Todo esto se encontraba, in extenso, en otros libros de Revel. Así que me he fijado ahora más en sus comentarios sobre cuestiones más “menudas”: su indignación ante el culto a la velocidad y ante el mandamiento actual de “divertirse hasta morir”; la pérdida de calidad y sabor de ciertas materias primas (frutas, verduras, etc.), que entristece a un gourmet como él; el deterioro del francés en la calle y en los medios de masas; su agobio frente a requerimientos sociales que le restan tiempo para el trabajo que verdaderamente le interesa; el elogio de la conversación unida a una buena mesa, y la dificultad de una buena charla si hay exceso de comensales; o, incluso (será porque lo he pensado con frecuencia últimamente), la endeblez del argumento y de las partes recitadas de La flauta mágica.

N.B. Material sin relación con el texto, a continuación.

PR #2150, opened 2017-05-12
INT-4272: Read Only Header Improvements

garyrussell:
JIRA: https://jira.spring.io/browse/INT-4272

- Honor read only header configuration when building from an unchanged message
- Support adding read only headers to the message builder factory

__cherry-pick to 4.3.x__

### DIFF
--- a/spring-integration-core/src/main/java/org/springframework/integration/IntegrationMessageHeaderAccessor.java
+++ b/spring-integration-core/src/main/java/org/springframework/integration/IntegrationMessageHeaderAccessor.java
@@ -1,5 +1,5 @@
 /*
- * Copyright 2013-2016 the original author or authors.
+ * Copyright 2013-2017 the original author or authors.
  *
  * Licensed under the Apache License, Version 2.0 (the "License");
  * you may not use this file except in compliance with the License.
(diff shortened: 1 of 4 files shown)


artembilan:
LGTM
Merging...

Meanwhile I wonder why we don't honor read only headers dealing with `MutableMessage`.
WDYT?

spring-integration-core/src/main/java/org/springframework/integration/IntegrationMessageHeaderAccessor.java
```diff
@@ -157,4 +157,29 @@ protected boolean isReadOnly(String headerName) {
 		return super.isReadOnly(headerName) || this.readOnlyHeaders.contains(headerName);
 	}
 
+	public boolean containsReadOnly(MessageHeaders headers) {
```
artembilan: M-m-m. Looking to the usage of this method in the `MessageBuilder` I think we don't need it.
It is a bit confusing as public API.
The `IntegrationMessageHeaderAccessor` represents some volatile object around particular headers.
That smells a bit to check the state of this object against arbitrary external `MessageHeaders` instance.

WDYT?

I can fix on merge

garyrussell: How do you propose accessing the readOnlyHeaders from the builder?

artembilan:
```
public MessageBuilder<T> readOnlyHeaders(String... readOnlyHeaders) {
	this.headerAccessor.setReadOnlyHeaders(readOnlyHeaders);
	return this;
}
```

garyrussell: Ah - you mean capture them in the builder? OK.

artembilan:
Merged as https://github.com/spring-projects/spring-integration/commit/f4a17886be2db62b323ea802f02fadb26c0443af and cherry-picked

PR #2172, opened 2017-06-02
INT-4033: Support SpEL in Gateway Timeouts

garyrussell:
JIRA: https://jira.spring.io/browse/INT-4033

Provide a mechanism to support dynamic timeouts when invoking gateway methods.

### DIFF
--- a/spring-integration-core/src/main/java/org/springframework/integration/annotation/Gateway.java
+++ b/spring-integration-core/src/main/java/org/springframework/integration/annotation/Gateway.java
@@ -87,11 +87,12 @@ public @interface Gateway {
 	long requestTimeout() default Long.MIN_VALUE;
 
 	/**
-	 * Specify the timeout (ms) when sending to the request channel - only applies if the
-	 * send might block (such as a bounded {@code QueueChannel} that is currently full.
-	 * Overrides the encompassing gateway's default request timeout.
-	 * Overrides {@link #requestTimeout()}.
+	 * Specify a SpEL Expression to determine the timeout (ms) when sending to the request
+	 * channel - only applies if the send might block (such as a bounded
+	 * {@code QueueChannel} that is currently full. Overrides the encompassing gateway's
+	 * default request timeout. Overrides {@link #requestTimeout()}.
 	 * @return the timeout.
+	 * @since 5.0
 	 */
 	String requestTimeoutExpression() default "";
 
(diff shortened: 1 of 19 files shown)


spring-integration-core/src/main/java/org/springframework/integration/gateway/GatewayMethodInboundMessageMapper.java
```diff
@@ -335,13 +348,25 @@ else if (Map.class.isAssignableFrom(methodParameter.getParameterType())) {
...
+					GatewayMethodInboundMessageMapper.this
+							.throwExceptionForMultipleMessageOrPayloadParameters(methodParameter);
 				}
 			}
-			Assert.isTrue(messageOrPayload != null,
-					"unable to determine a Message or payload parameter on method [" + GatewayMethodInboundMessageMapper.this.method + "]");
+			Assert.isTrue(messageOrPayload != null, "unable to determine a Message or payload parameter on method ["
+					+ GatewayMethodInboundMessageMapper.this.method + "]");
+			if (GatewayMethodInboundMessageMapper.this.sendTimeoutExpression != null) {
+				headers.putIfAbsent(GenericMessagingTemplate.DEFAULT_SEND_TIMEOUT_HEADER,
```
artembilan: `computeIfAbsent()`? to avoid unnecessary expression evaluation.

artembilan (changes requested):
I'm fine with the fix.
Just some minor concerns are requiring an explanation.

spring-integration-core/src/main/java/org/springframework/integration/annotation/Gateway.java
```diff
@@ -80,20 +80,40 @@
...
 	 * send might block (such as a bounded {@code QueueChannel} that is currently full.
-	 * Overrides the encompassing gatewsy's default request timeout.
+	 * Overrides the encompassing gateway's default request timeout.
 	 * @return the timeout.
+	 * @see #requestTimeoutExpression()
 	 */
 	long requestTimeout() default Long.MIN_VALUE;
 
 	/**
+	 * Specify the timeout (ms) when sending to the request channel - only applies if the
```
garyrussell: It's explained below...

>it can be a simple long value or a SpEL expression

spring-integration-core/src/main/java/org/springframework/integration/core/MessagingTemplate.java
```diff
@@ -97,4 +97,18 @@ public void setDefaultChannel(MessageChannel channel) {
 		return super.sendAndReceive(destination, requestMessage);
 	}
 
+	public Object receiveAndConvert(MessageChannel destination, long timeout) {
+		Message<?> message = doReceive(destination, timeout);
+		if (message != null) {
+			return doConvert(message, null);
```
garyrussell: I am not sure what you mean; see `receive()` in `MessagingGatewaySupport` - he passes in `null` too.

artembilan: Yeah! I see. Never mind

artembilan:
Merged as https://github.com/spring-projects/spring-integration/commit/f58106ec3cda2b1b6c828d3892ba683989d07eee

PR #2175, opened 2017-06-03
AMQP: Use ErrorMessageStrategy

garyrussell:
Fix a couple of places where `ErrorMessage` was created directly instead
of delegating to the configured `ErrorMessageStrategy`.


artembilan:
Merged as https://github.com/spring-projects/spring-integration/commit/b1f74577db90a9dc1dfb89fc6d292e4ef20409f4

PR #2176, opened 2017-06-06
INT-4284: Exception to overwrite id or timestamp

artembilan:
JIRA: https://jira.spring.io/browse/INT-4284

To inform end-user that he/she can't override `id` and `timestamp` headers
throw a `BeanInitializationException` from the `gateway`, `header-enricher`,
`enricher` and `header-filter`  configuration when `id` and `timestamp` are
explicitly provided

### DIFF
--- a/spring-integration-core/src/main/java/org/springframework/integration/support/MessageBuilder.java
+++ b/spring-integration-core/src/main/java/org/springframework/integration/support/MessageBuilder.java
@@ -152,7 +152,12 @@ public final class MessageBuilder<T> extends AbstractIntegrationMessageBuilder<T
 	 */
 	@Override
 	public MessageBuilder<T> removeHeader(String headerName) {
-		this.headerAccessor.removeHeader(headerName);
+		if (!this.headerAccessor.isReadOnly(headerName)) {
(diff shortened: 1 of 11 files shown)


spring-integration-core/src/main/java/org/springframework/integration/support/MessageBuilder.java
```diff
@@ -152,7 +152,12 @@ public T getPayload() {
...
 	@Override
 	public MessageBuilder<T> removeHeader(String headerName) {
-		this.headerAccessor.removeHeader(headerName);
+		if (!this.headerAccessor.isReadOnly(headerName)) {
+			this.headerAccessor.removeHeader(headerName);
+		}
+		else if (logger.isInfoEnabled()) {
+			logger.info("The header [" + headerName + "] is ignored for removal because it is is readOnly.");
+		}
 		return this;
```
garyrussell: Need to remove logging from `copyHeadersIfAbsent`.

garyrussell:
Rebased, merged as 4a47a7ce4554e9a8feb69d3fa780bb5f57f16ad5

PR #2177, opened 2017-06-06
SCSt-913: Fix AMQP Inbound Retry logic

artembilan:
Relates to spring-cloud/spring-cloud-stream#913
and https://github.com/spring-projects/spring-integration/commit/914094e51d1c70567b524bf415d26e4f736a5f0b

Also see https://github.com/spring-projects/spring-integration-kafka/pull/163

The `RetryTemplate` and `errorChannel` are mutually exclusive options:
```
Assert.state(getErrorChannel() == null, "Cannot have an 'errorChannel' property when a 'RetryTemplate' is "
	+ "provided; use an 'ErrorMessageSendingRecoverer' in the 'recoveryCallback' property to "
	+ "send an error message when retries are exhausted");
```
Therefore we don't have any error handling functionality if there is a retry but no `RecoveryCallback`.
So, don't add `RetryContext` to `ThreadLocal<AttributeAccessor>` if we don't have `RecoveryCallback` provided,
because that value is out of use then.

To make code more logical perform `attributesHolder.remove()` only for the non-retryable branch.
With that refactoring the missed `attributesHolder.remove()` has been observed in the `AmqpInboundGateway`
Add `attributesHolder.remove()` to the `RetryListener.close()` for retryable branch

**Cherry-pick to 4.3.x**

### DIFF
--- a/spring-integration-amqp/src/main/java/org/springframework/integration/amqp/inbound/AmqpInboundChannelAdapter.java
+++ b/spring-integration-amqp/src/main/java/org/springframework/integration/amqp/inbound/AmqpInboundChannelAdapter.java
@@ -199,7 +199,12 @@ public class AmqpInboundChannelAdapter extends MessageProducerSupport implements
 		public void onMessage(final Message message, final Channel channel) throws Exception {
 			try {
 				if (AmqpInboundChannelAdapter.this.retryTemplate == null) {
-					processMessage(message, channel);
+					try {
+						processMessage(message, channel);
+					}
+					finally {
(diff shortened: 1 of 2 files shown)


artembilan:
@garyrussell , this should be considered for merging for the current `4.3.10` release.
Thanks

garyrussell:
Good catch; will cherry-pick soon.

garyrussell:
Cherry-picked as 4f83a953bfe4a14e0dadda01c93b055c5bc1bf61

PR #2179, opened 2017-06-08
INT-4290: JacksonJsonUtils: Add trusted packages

artembilan:
JIRA: https://jira.spring.io/browse/INT-4290

See CVE-2017-4995

To disallow deserialization of unknown classes,
the `JacksonJsonUtils#messagingAwareMapper()` can now be supplied
with the `trustedPackages`.
The default list is:
```
java.util
java.lang
org.springframework.messaging.support
org.springframework.integration.support
org.springframework.integration.message
org.springframework.integration.store
```
Can be configured with `*` (asterisk) with meaning trust all

**Cherry-pick to 4.3.x**

### DIFF
--- a/spring-integration-core/src/main/java/org/springframework/integration/support/json/JacksonJsonUtils.java
+++ b/spring-integration-core/src/main/java/org/springframework/integration/support/json/JacksonJsonUtils.java
@@ -38,7 +38,6 @@ import com.fasterxml.jackson.databind.ObjectMapper;
 import com.fasterxml.jackson.databind.cfg.MapperConfig;
 import com.fasterxml.jackson.databind.jsontype.NamedType;
 import com.fasterxml.jackson.databind.jsontype.TypeIdResolver;
-import com.fasterxml.jackson.databind.jsontype.TypeResolverBuilder;
 import com.fasterxml.jackson.databind.module.SimpleModule;
 
 /**
@@ -71,7 +70,7 @@ public final class JacksonJsonUtils {
 			mapper.configure(MapperFeature.DEFAULT_VIEW_INCLUSION, false);
 			mapper.configure(DeserializationFeature.FAIL_ON_UNKNOWN_PROPERTIES, false);
 
-			mapper.setDefaultTyping(createWhitelistedDefaultTyping(trustedPackages));
+			mapper.setDefaultTyping(new WhitelistTypeResolverBuilder(trustedPackages));
 
 			GenericMessageJacksonDeserializer genericMessageDeserializer = new GenericMessageJacksonDeserializer();
 			genericMessageDeserializer.setMapper(mapper);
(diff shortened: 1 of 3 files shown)


spring-integration-core/src/main/java/org/springframework/integration/support/json/JacksonJsonUtils.java
```diff
@@ -83,4 +99,146 @@ private JacksonJsonUtils() {
 		}
 	}
 
+	private static TypeResolverBuilder<?> createWhitelistedDefaultTyping(String... trustedPackages) {
+		TypeResolverBuilder<?> typeResolverBuilder = new WhitelistTypeResolverBuilder(trustedPackages);
+		typeResolverBuilder = typeResolverBuilder.init(JsonTypeInfo.Id.CLASS, null);
+		typeResolverBuilder = typeResolverBuilder.inclusion(JsonTypeInfo.As.PROPERTY);
```
garyrussell: Any reason for not using the builder pattern?

spring-integration-redis/src/test/java/org/springframework/integration/redis/store/RedisMessageGroupStoreTests.java
```diff
@@ -453,6 +456,74 @@ public void testJsonSerialization() throws Exception {
...
+		}
+
+		public void setFoo(String foo) {
+			this.foo = foo;
+		}
+
+		@Override
+		public boolean equals(Object o) {
+			if (this == o) return true;
+			if (o == null || getClass() != o.getClass()) return false;
```
garyrussell: checkstyle

spring-integration-redis/src/test/java/org/springframework/integration/redis/store/RedisMessageGroupStoreTests.java
```diff
@@ -453,6 +456,74 @@ public void testJsonSerialization() throws Exception {
...
+		}
+		catch (Exception e) {
+			assertThat(e.getCause().getCause(), instanceOf(IllegalArgumentException.class));
+			assertThat(e.getMessage(),
+					containsString("The class with " +
+							"org.springframework.integration.redis.store.RedisMessageGroupStoreTests$Foo and name of " +
+							"org.springframework.integration.redis.store.RedisMessageGroupStoreTests$Foo " +
+							"is not in the trusted packages:"));
+		}
+
```
garyrussell: Hmmm - I don't think serialization is a problem; it's deserialization that's critical.

Or, are you trying to preempt someone from storing a message that can't be deserialized?

artembilan: Right, we take care here exactly about *deserialization*. 
The problem that `addMessagesToGroup()` calls `addMessage(message)` which has `getMessage(messageId)`, therefore performs deserialization as well.

Having that I think we should go ahead and optimize `addMessage(message)` from the `addMessagesToGroup()` to something like `void doAddMessage(message)`. And we should not have extra call to the Redis/Gemfire.

garyrussell:
Merged as 99224f54c0676dadf8797e53f3c87d5d41662fcf cherry-picked as de00e72e5e03fa12d4b8bd682933d956f09bcd34

PR #2181, opened 2017-06-19
INT-4296: Fix APPEND_NO_FLUSH Timing Problem

garyrussell:
JIRA: https://jira.spring.io/browse/INT-4296

The `FileState.close()` method correctly acquires the lock to prevent closing while
writing. However, with a short flush interval, the close could occur between state
creation and the write operation acquiring the lock.

Move the state creation to within the scope of the lock acquired by the writer.

__cherry-pick to 4.3.x__


artembilan:
... and cherry-picked.

@garyrussell , WDYT about https://jira.spring.io/browse/INT-4296?
Does this fix that issue as well?
Thanks

garyrussell:
You mean INT-4271, I think; no this doesn't fix that; see https://github.com/spring-projects/spring-integration/pull/2182

PR #2182, opened 2017-06-19
INT-4271: FWMH: Fix Race Condition with stop()

garyrussell:
JIRA: https://jira.spring.io/browse/INT-4271

stop() is synchronized on the FWMH; a stop() while it's running will interrupt the task
which could cause a state to be removed without a flush actually happening (interrupt
on lock acquisition).

- synchronize `stop()` so it won't interrupt a running flusher
- detect an interrupt in the flusher and stop flusing

__cherry-pick to 4.3.x__

### DIFF
--- a/spring-integration-file/src/main/java/org/springframework/integration/file/FileWritingMessageHandler.java
+++ b/spring-integration-file/src/main/java/org/springframework/integration/file/FileWritingMessageHandler.java
@@ -474,7 +474,7 @@ public class FileWritingMessageHandler extends AbstractReplyProducingMessageHand
 	}
 
 	@Override
-	public void stop() {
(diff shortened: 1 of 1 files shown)


artembilan:
Gary, I think you meant in the commit message:

> **The `Flusher`** is  synchronized on the `FWMH`

The `stop()` is `synchronized` only after this fix.

Otherwise LGTM.
Let me know and I'll polish that on merge!

garyrussell:
Yup; that's what I meant.

garyrussell:
Also typo `s/flusing/flushing/`

Thanks

artembilan:
... and cherry-picked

Las últimas palabras del libro recuerdan las que guiaban uno de sus libros más apreciados, El conocimiento inútil: «Una enseñanza, una impresión, diría más modestamente, se desprende para mí de estas notas escritas a vuela pluma durante el último año del siglo. De este siglo que fue el de la lucha entre democracia y totalitarismo, todavía tenemos demasiado arraigadas, pese a la victoria de la democracia, las deformaciones intelectuales del totalitarismo. La democracia no habrá ganado del todo mientras mentir siga pareciendo un comportamiento natural, tanto en el ámbito de la política como en el del pensamiento. Mientras se eternicen en el debate público la traición a la verdad, la negación de los hechos elementales, la distorsión ideológica, el deseo de derribar al contradictor y no de refutar sus argumentos, no podremos afirmar, diga lo que diga el calendario, haber salido del siglo XX y entrado en el tercer milenio.»
1 comentario:
Mientras leía este magnífico comentario sobre Revel (¡Viva Revel!) pensaba en gente a quien debiera "castigarse" (como se castiga a quienes infringen señales de tráfico o se dedican al botellón) a acudir a una lectura de Revel hasta dosis indigestas, para inocularles el virus del denostado liberalismo de manera irreparable.